To mogło być jakiś mie­siąc po tym, jak się poznali. A mogło być tydzień po tym, jak urwali się ze szkoły, żeby nie słu­chać czy­jejś nud­nej pre­lek­cji. A mógł to być dzień, kiedy sie­dzieli nad jezio­rem, kiedy kopali wodę, kiedy zde­cy­do­wali się wsko­czyć do niej w pełni ubrani.

Ale w końcu odpo­wie­dział.

– Razem je wymy­śla­li­śmy.

Ta chwila była wciąż żywa w jego wspo­mnie­niach. To było w tym wła­śnie pokoju, leżeli z Augu­stem na łóżku, z gło­wami zwi­sa­ją­cymi z kra­wę­dzi, pęcz­nie­ją­cymi od krwi, i wymy­ślali naj­dziw­niej­sze hasła.

– Ach, doprawdy? – August zer­k­nął na Han­nah, jakby ocze­ku­jąc potwier­dze­nia. Nie ufał już Quen­ti­nowi. – Możesz mnie więc zalo­go­wać?
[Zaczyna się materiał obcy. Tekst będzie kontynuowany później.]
PR #490, opened 2015-07-07
Allow internal clients to start in any age

Hoikas:
Usage: plClient.exe /PlayerId=[kinum] /Age=[agefilename]


zrax:
This should help testing quite a bit :+1:

Deledrius:
:+1: Works great!
Specifying a PlayerId but no Age doesn't bypass the StartUp as I expected.  It would be nice behaviour to have, but that would be a larger change than this (which allows access to existing commands through the shortcut).

Hoikas:
Hmm... It shouldn't be too difficult to go to Personal if the player ID is
specified, but not the age name. I'll look into it tomorrow

Deledrius:
I think the logic for that is currently all handled in the stupStartUp.py script, so it may not be as easy to do (that's where my HomeAge additions were added).

Deledrius:
As discussed in IRC, any new functionality can be added in later work.  This looks good.

PR #681, opened 2020-07-08
Add dice commands to KI chat.

Deledrius:
Per the feature request submitted to OpenUru (http://forums.openuru.org/viewtopic.php?f=92&p=9831), this implements two dice commands, one generic that expects a common dice notation string, and another that rolls a set of four fate/fudge dice.

The two recommended dice libraries, while promising, require a newer version of Python than the engine currently supports.  Instead, a naïve implementation that only supports a single notation is provided.

### DIFF
--- a/Scripts/Python/ki/xKIChat.py
+++ b/Scripts/Python/ki/xKIChat.py
@@ -43,6 +43,7 @@ You can contact Cyan Worlds, Inc. by email legal@cyan.com
 
 import re
 import time
+import random
 
 # Plasma Engine.
 from Plasma import *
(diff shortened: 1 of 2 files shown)


Deledrius:
Two questions:
1. Should this use PtGetLocalizedString for the strings to make it easier to localize them in the future?
2. Should this perhaps use `/roll` instead of `/dice` to make the command more semantically readable and consistent with most other dice-rolling chat commands in other games?

dpogue:
> Should this use PtGetLocalizedString for the strings to make it easier to localize them in the future?

Probably yes,

> Should this perhaps use `/roll` instead of `/dice` to make the command more semantically readable and consistent with most other dice-rolling chat commands in other games?

I think `/roll 4d6` is probably more consistent with conventions in other apps. We might want to change `/fate` to `/rollfate` or something to better namespace it to dice rolling.

We do not support `/roll 4dF` notation?

Deledrius:
I was thinking at that point, I could allow the `/roll` command to accept other "shorthands", for instance `/roll fate` would perform the same as the `/fate` command currently.  I wasn't aware of the dF notation.  I suppose I could add that.  Is it common?  The quick research I did suggested that Fate commonly rolls in sets of four, so I went with that.

The [dice library suggested](https://pypi.org/project/dice/) handles *a lot* of formats and it would be lovely to just toss the string at that, but alas.

dpogue:
`/roll fate` seems like a good option. The `dF` notation probably isn't very common.

Deledrius:
Alright, I'll roll :trollface: them together and push an update. :)

Deledrius:
Alas, until we version the `.loc` files there isn't an easy way for me to add the strings for PtGetLocalizedString here.

Scripts/Python/ki/xKIChat.py
```diff
@@ -1435,3 +1436,42 @@ def MarkerGameReward(self, reward):
             self.chatMgr.AddChatLine(None, "Current Reward: '{}'".format(markerMgr.reward), 0)
         else:
             self.chatMgr.AddChatLine(None, "This game has no associated reward.", 0)
+
+    ## Rolls the specified dice and displays the results
+    def RollDice(self, dice_str):
+        if not dice_str:
+            self.chatMgr.AddChatLine(None, "Please provide a number of dice and number of faces in common dice notation (e.g. 2d6), or 'fate' to roll a set of fate dice.", kChat.SystemMessage)
```
Hoikas, line 1443: Why not simply roll one cuboid die by default?

Deledrius: I've been debating that.  I weighed it against the utility of a self-documenting help response.  Not sure which is best here.  Error message or automatic 1d6.

Hoikas: From the perspective of someone who does not play tabletop games, I would have had no idea how to "provide a number of dice and number of faces" (until yesterday's research) and would expect rolling a die to yield a single number 1-6. :wink:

Quen­tin ski­nął i pod­szedł. Pochy­lił się nad biur­kiem i przy­su­nął lap­top bli­żej. Wszyst­kie strony social mediów były otwarte, na każ­dej wyska­ku­jące okienka ogła­szały błąd wpi­sy­wa­nia hasła.

Był gotów po pro­stu zalo­go­wać Augu­sta, ale spoj­rzał na chło­paka, na zmie­sza­nie w jego oczach. I zro­zu­miał.

– Kurwa, sorry. – Odsu­nął się od lap­topa, biurka i Augu­sta, dając chło­pa­kowi odro­binę prze­strzeni. Był teraz nie­zna­jo­mym i nie mógł zro­bić tego, co robił dotąd, ani być tak bli­sko, jak dotąd bywał. Wró­cili na start, do chwili, kiedy Quen­tin musiał uwa­żać na to, by trzy­mać mię­dzy nimi dystans. – Mogę? – spy­tał. Nie chciał znów spło­szyć Augu­sta.

– Tak – odpo­wie­dział po chwili August. Nie brzmiał zbyt pew­nie. – Dzia­łaj.

Od strony łóżka dobiegł ich głu­chy stu­kot, gdy Han­nah opa­dła na mate­rac. Wzięła jedną z podu­szek i przy­tu­liła do brzu­cha.

Gdy ponow­nie przy­cią­gał do sie­bie lap­topa, czuł na sobie spoj­rze­nie Augu­sta. Nie było ani zna­jome, ani nawet przy­ja­zne.

– Wszyst­kie hasła to tytuły two­ich ulu­bio­nych pio­se­nek z albu­mów, któ­rych słu­cha­li­śmy razem – wyja­śnił Quen­tin. August ski­nął głową i się­gnął do szu­flady po jakiś papier i coś do pisa­nia. – Zacznijmy od fejsa, okej? Tu hasłem jest kawa­łek Fall Out Boy, She’s My Winona. Cap­sem i trójka na końcu.

Quen­tin szybko wpi­sał SHESMYWINONA3 w okienku hasła. Strona ruszyła i po chwili poka­zał się ekran główny apli­ka­cji. Quen­tina, choć to prze­cież nawet nie było jego konto, przy­tło­czyła liczba powia­do­mień i wia­do­mo­ści.

– Trójka na końcu? – skrzy­wił się August. – Czemu?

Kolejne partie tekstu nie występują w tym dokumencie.